At my probability theory proseminar I had a speech about the percolation theory and one of the topics I presented was the uniqueness of an infinite open cluster in Bernoulli bond percolation in $\mathbb{Z}^d$. However, I had real problems with proving that N (the number of infinite open clusters) is constant a.s. I tried using Kolmogorov's 0-1 law, but it only tells us that $\mathbb{P}_p(N \geq 1) \in \{0, 1\}$.
My speech was mainly based on Grimmett's Probability on Graphs (http://www.statslab.cam.ac.uk/~grg/books/USpgs-rev3.pdf, theorem 5.22). The proof says that $\{N = c\}$ is a translation-invariant event, therefore $\mathbb{P}(N = c) \in \{0, 1\}$ for any $c$, but I don't understand why is the sample space $\Omega$ in a product form. In fact, the codomain of a stochastic process representing the percolation model is $\{0, 1\}^{\mathbb{E}^d}$ and this is in a product form, $\textbf{not}$ the $\Omega$ itself. This makes me even more confused, since I'm a complete greenhorn in ergodic theory. I will highly appreciate any kind of explanation or reference to some more elaborate work in this context.

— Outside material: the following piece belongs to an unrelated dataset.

PR #2890, opened 2023-11-14
Fix `create_submesh` by generalising sub index map creation

jpdean:
This PR fixes a problem where sub-meshes can have vertices that are not connected to a cell on the owning process in parallel.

You use the fact that the product measure on $\{0,1\}^{\mathbb{E}^d}$ is ergodic with respect to the shifts.
The ergodicity of the product measure w.r.t. the shifts means (by definition) that $\mathbb{P}_p(E)\in\{0,1\}$ for any shift-invariant event $E$. To show that the product measure is ergodic, you approximate $E$ with a cylinder set $C$. Now, if you shift $C$ sufficiently far, you get another cylinder set that is independent of $C$. This will show that the approximated set $E$ (which is shift-invariant) is independent of itself.